§ **Source records**:
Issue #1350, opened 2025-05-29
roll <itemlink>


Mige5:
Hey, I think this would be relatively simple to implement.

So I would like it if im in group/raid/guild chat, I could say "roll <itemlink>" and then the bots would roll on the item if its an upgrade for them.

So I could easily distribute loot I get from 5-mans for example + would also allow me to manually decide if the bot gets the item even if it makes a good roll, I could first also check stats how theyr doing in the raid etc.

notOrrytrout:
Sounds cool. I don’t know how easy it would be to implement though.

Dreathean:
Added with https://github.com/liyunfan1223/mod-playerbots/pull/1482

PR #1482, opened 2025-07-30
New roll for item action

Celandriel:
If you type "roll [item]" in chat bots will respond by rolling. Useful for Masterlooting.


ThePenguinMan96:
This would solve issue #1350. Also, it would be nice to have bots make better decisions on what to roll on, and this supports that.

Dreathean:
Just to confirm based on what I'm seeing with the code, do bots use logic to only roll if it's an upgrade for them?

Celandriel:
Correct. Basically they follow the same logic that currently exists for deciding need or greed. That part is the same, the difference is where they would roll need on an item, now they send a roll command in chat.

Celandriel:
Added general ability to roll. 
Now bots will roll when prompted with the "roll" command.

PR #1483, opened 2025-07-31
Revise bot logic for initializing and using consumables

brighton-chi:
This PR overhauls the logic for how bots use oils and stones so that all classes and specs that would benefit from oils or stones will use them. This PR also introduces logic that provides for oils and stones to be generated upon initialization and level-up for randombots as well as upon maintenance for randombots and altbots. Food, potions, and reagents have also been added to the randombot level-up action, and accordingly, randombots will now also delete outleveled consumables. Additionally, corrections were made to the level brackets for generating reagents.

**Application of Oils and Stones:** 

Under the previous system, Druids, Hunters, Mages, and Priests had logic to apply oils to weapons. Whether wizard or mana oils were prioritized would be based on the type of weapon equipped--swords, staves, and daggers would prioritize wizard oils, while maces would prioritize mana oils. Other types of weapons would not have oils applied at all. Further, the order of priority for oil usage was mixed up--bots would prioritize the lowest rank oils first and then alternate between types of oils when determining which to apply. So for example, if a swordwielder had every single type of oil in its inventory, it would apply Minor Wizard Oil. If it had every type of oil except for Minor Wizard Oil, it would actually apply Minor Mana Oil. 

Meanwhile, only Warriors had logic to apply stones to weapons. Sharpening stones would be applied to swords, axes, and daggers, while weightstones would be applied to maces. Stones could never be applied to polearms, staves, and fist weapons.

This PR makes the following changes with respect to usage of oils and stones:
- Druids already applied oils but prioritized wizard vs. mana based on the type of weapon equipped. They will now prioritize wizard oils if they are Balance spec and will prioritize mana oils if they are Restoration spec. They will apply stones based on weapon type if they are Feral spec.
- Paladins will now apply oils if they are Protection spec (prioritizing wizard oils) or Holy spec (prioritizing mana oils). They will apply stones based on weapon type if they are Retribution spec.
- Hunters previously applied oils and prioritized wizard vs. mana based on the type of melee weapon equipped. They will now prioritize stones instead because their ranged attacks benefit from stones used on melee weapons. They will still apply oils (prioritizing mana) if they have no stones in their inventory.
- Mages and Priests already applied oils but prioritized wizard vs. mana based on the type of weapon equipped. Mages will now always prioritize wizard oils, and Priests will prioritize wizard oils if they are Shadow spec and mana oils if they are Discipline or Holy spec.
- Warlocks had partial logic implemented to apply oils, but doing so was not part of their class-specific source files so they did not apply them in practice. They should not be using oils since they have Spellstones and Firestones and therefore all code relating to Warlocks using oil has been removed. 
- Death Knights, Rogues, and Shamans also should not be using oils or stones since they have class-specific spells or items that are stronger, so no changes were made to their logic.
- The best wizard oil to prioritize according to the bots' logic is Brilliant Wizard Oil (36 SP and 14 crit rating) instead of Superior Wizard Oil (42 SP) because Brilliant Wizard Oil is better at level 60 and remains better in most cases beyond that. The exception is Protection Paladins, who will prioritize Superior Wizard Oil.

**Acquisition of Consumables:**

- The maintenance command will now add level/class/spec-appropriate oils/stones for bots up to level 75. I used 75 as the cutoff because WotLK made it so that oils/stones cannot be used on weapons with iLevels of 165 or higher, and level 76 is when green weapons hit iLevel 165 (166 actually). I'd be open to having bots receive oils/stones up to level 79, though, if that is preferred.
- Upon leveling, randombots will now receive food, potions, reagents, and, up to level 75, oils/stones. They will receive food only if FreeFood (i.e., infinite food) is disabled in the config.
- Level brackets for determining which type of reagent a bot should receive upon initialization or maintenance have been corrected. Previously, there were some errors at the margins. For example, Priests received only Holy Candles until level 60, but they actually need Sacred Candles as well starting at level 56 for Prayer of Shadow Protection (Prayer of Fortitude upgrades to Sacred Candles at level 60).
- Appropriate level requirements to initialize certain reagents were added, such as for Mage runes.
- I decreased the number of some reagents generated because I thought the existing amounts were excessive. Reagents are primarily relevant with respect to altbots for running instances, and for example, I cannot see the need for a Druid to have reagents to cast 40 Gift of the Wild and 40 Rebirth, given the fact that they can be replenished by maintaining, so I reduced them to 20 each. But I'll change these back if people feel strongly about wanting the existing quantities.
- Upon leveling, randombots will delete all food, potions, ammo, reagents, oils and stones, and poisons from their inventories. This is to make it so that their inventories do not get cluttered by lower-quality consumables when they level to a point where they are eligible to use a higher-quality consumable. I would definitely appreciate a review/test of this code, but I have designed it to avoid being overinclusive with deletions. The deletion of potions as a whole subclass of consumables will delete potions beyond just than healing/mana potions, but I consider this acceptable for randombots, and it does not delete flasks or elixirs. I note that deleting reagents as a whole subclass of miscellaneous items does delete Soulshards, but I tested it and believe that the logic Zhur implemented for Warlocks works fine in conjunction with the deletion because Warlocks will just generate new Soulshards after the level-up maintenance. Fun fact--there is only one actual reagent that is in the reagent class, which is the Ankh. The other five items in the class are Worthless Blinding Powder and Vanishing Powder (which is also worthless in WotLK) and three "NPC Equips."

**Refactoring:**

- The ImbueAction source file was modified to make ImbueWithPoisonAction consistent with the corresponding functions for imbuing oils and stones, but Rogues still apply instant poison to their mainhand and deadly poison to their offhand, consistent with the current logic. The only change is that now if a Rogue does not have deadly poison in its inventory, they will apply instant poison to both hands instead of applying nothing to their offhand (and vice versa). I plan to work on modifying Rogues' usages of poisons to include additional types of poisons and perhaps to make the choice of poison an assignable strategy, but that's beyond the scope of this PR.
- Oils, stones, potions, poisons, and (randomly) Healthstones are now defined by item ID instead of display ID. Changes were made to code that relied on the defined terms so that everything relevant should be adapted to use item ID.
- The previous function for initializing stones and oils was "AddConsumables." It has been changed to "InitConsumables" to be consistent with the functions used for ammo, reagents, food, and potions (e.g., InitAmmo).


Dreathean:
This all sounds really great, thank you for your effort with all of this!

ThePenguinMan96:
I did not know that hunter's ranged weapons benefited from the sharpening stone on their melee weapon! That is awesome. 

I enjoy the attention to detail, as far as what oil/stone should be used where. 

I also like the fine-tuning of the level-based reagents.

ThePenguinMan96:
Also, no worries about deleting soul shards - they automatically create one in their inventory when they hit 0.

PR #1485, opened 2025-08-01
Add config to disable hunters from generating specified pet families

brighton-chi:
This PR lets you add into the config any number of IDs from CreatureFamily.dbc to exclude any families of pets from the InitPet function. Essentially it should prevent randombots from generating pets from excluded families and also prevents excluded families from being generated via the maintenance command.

§ **Task to carry out**: Write down only the closing run of lines: the one containing "- The previous" and every line after it to the end of the entries, exactly.

§ **Result for this exercise**:
- The previous function for initializing stones and oils was "AddConsumables." It has been changed to "InitConsumables" to be consistent with the functions used for ammo, reagents, food, and potions (e.g., InitAmmo).


Dreathean:
This all sounds really great, thank you for your effort with all of this!

ThePenguinMan96:
I did not know that hunter's ranged weapons benefited from the sharpening stone on their melee weapon! That is awesome. 

I enjoy the attention to detail, as far as what oil/stone should be used where. 

I also like the fine-tuning of the level-based reagents.

ThePenguinMan96:
Also, no worries about deleting soul shards - they automatically create one in their inventory when they hit 0.

PR #1485, opened 2025-08-01
Add config to disable hunters from generating specified pet families

brighton-chi:
This PR lets you add into the config any number of IDs from CreatureFamily.dbc to exclude any families of pets from the InitPet function. Essentially it should prevent randombots from generating pets from excluded families and also prevents excluded families from being generated via the maintenance command.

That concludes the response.